Rogers estimated that she and Brown have known each other some 50 years, since the third grade. She has been coming to Dean’s for decades, and when she thought about the gentrification that’s gripped the neighborhood, the loss of generational wealth, she shook her head. “Today, you can’t afford to buy a house in northeast Portland,” Rogers said.
Yet northeast Portland is where Dean’s sits, so she returns to this brick building in this section of the city every other week. For as long as she can remember, Dean’s has been a pillar in the community. “It’s nice to know it’s still here,” she said.

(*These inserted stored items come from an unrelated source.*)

PR #9140, opened 2024-09-16
feat: add tracing to workflow steps

thetutlage:
Fixes: CC-444

Here's the full trace for creating a new product.

CleanShot 2024-09-16 at 12 25 55@2x


packages/medusa/src/loaders/index.ts
```diff
@@ -164,6 +163,8 @@ export default async ({
     expressApp,
     rootDirectory
   )
+
+  const { createDefaultsWorkflow } = await import("@medusajs/core-flows")
```
thetutlage, line 167: Importing `core-flows` package has a side-effect that it registers workflows and steps as soon as the package is imported.

Therefore, the instrumentation code is not able to apply tracing to core flows, since they are registered before the instrumentation code triggers.

sradevski, line 167: Maybe we need to revisit this decision of calling `createDefaultsWorkflow` when starting up the app, it is probably better suited to be run as part of `seed`. It is incomplete in what it creates anyway (eg. it doesn't create a shipping profile, which is required to create a shipping option).

cc @olivermrbl WDYT?

packages/medusa/src/instrumentation/index.ts
```diff
@@ -21,7 +22,7 @@ function shouldExcludeResource(resource: string) {
 }
 
 /**
- * Instrumenting the first touch point of the HTTP layer to report traces to
+ * Instrumen the first touch point of the HTTP layer to report traces to
```
sradevski:
```suggestion
 * Instrument the first touch point of the HTTP layer to report traces to
```

sradevski (approved):
Nice one!

packages/medusa/src/loaders/index.ts
olivermrbl: Yeah, think it should be fine to remove this in favor of a defaults seed script. Lemme create a ticket for this

adrien2p: yeah I dont think it should be part of this pr but yes agree 👍

adrien2p: this should be fixed with our last changes 👍

adrien2p (approved):
Maybe we can add some ts doc on the traces functions wdyt?

carlos-r-l-rodrigues:
Something is affecting the tests in this PR where it can't find the table.
As if it is using a different database other than the one created by `moduleIntegrationTestRunner`
It can be reproduced locally, on the integration tests of `workflow-engine-inmemory`.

Once Rogers left, it was Brown’s turn to get her hair done. She was heading to a baby shower for her second grandchild, and she wanted to look nice. Brown left her styling station and sat in Sylvia Riley’s chair. Riley has worked at Dean’s for 15 years. Riley’s specialty is braiding, and while Brown had tended to Rogers, Riley had braided someone’s hair with a speed and dexterity that seemed implausible (“It’s not in your wrist, it’s not in your arm, but these three fingers,” she’d explained, wriggling her thumb, pointer, and middle fingers). But Brown didn’t want braids. She wanted waves.
From a canister at her station, Riley pumped out a dollop of foam wrap, a liquid settling lotion that turns to foam when aerated. With her left hand, she spread foam on Brown’s hair; with her right, she used a white, fine-tooth comb to contour the damp hair. The two talked about the baby shower and within 15 minutes, Brown’s hair was a study in geometric principles, a coiffure constructed of uniform, rippling waves.
Brown stood up from Riley’s chair. She gathered her items. Soon, she’d be with family, though being in Dean’s, she knew, was being with family as well.
“It’s like I tell people all the time,” she’d say later. “When I walk in the shop in the morning, first thing I do, I say, ‘Hey, Nana and Papa. Thank you for looking out for the shop for me.’ Then I keep it moving.”
And even as change moves the world around the shop, Dean’s won’t be moving from its spot anytime soon.
ROSETTE ROYALE is a Seattle-based writer and storyteller who focuses on stories of culture and place. He’s working on a memoir about being a Black queer person who goes bushwhacking in the Olympic temperate rain forest.